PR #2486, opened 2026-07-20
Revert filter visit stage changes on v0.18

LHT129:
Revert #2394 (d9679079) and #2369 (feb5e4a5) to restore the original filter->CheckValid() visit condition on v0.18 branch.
...
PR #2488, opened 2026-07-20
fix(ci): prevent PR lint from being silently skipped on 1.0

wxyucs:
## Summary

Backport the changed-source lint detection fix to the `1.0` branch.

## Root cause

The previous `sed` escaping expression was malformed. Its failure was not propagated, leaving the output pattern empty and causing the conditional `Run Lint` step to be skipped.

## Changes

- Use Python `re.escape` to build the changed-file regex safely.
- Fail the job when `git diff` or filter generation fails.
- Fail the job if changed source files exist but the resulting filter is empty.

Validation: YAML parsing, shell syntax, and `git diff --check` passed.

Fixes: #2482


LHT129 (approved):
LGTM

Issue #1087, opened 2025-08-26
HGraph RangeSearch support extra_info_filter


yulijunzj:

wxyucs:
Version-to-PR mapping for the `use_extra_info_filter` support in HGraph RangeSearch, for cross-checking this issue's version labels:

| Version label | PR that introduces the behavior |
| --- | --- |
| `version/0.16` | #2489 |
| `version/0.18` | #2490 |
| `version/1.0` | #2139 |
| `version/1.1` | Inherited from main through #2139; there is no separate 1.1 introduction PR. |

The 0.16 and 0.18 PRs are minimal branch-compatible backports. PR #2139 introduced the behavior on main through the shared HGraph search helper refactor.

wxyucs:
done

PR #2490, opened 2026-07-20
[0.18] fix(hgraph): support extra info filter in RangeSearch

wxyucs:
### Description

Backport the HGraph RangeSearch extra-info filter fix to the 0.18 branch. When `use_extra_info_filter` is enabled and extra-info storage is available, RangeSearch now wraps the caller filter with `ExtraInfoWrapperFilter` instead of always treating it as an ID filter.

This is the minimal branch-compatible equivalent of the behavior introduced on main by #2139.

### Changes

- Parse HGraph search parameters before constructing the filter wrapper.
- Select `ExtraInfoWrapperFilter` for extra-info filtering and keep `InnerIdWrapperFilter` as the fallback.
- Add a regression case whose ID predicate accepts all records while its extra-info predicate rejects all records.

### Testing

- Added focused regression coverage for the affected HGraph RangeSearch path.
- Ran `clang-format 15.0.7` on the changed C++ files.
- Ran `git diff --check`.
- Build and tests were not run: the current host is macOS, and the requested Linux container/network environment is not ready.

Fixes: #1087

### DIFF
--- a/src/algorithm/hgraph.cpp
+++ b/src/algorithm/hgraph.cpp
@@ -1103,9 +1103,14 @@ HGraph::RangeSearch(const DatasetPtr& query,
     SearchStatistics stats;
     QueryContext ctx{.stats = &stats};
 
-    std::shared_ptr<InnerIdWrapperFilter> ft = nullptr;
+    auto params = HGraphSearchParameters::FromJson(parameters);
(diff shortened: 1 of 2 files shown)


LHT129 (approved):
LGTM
...
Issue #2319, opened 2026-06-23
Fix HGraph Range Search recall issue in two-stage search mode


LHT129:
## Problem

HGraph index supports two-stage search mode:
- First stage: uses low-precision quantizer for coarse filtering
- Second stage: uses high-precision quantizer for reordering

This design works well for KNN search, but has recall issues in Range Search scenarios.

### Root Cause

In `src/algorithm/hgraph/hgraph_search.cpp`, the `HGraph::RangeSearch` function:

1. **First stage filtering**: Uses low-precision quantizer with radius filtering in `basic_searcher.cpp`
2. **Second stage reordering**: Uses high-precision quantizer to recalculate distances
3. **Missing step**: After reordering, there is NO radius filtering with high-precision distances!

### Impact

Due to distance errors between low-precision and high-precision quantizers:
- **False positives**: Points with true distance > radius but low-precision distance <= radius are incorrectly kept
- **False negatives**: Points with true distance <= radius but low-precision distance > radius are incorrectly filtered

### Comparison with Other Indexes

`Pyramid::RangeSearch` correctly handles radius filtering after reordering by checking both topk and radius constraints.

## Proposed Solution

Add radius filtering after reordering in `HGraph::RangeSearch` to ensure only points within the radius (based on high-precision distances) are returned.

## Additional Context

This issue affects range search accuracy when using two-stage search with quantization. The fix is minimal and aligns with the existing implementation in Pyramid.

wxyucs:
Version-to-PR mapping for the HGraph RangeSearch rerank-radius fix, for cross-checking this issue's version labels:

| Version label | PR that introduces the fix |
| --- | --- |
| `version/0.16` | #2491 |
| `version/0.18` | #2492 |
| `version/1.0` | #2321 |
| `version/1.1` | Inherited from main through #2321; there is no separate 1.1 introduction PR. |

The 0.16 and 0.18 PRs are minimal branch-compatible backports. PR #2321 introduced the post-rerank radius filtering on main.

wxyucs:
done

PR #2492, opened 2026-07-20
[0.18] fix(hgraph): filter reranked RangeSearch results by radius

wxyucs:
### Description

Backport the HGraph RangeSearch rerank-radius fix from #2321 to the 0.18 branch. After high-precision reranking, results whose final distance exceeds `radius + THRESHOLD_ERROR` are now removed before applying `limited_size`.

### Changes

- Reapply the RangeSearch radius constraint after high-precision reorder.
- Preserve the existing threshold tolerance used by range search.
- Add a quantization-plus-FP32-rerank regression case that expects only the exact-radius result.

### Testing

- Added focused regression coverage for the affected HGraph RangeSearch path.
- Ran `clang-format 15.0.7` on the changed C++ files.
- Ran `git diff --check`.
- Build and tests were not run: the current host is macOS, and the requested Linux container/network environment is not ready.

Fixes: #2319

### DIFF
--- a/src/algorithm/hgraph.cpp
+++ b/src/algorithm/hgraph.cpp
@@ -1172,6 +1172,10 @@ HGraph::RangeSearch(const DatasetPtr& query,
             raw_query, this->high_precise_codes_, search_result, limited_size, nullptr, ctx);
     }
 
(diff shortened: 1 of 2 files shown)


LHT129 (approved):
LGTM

TASK ITEM: What lines in the listing include the string "compatible"? Copy them out.

EXERCISE OUTPUT:
The 0.16 and 0.18 PRs are minimal branch-compatible backports. PR #2139 introduced the behavior on main through the shared HGraph search helper refactor.
This is the minimal branch-compatible equivalent of the behavior introduced on main by #2139.
The 0.16 and 0.18 PRs are minimal branch-compatible backports. PR #2321 introduced the post-rerank radius filtering on main.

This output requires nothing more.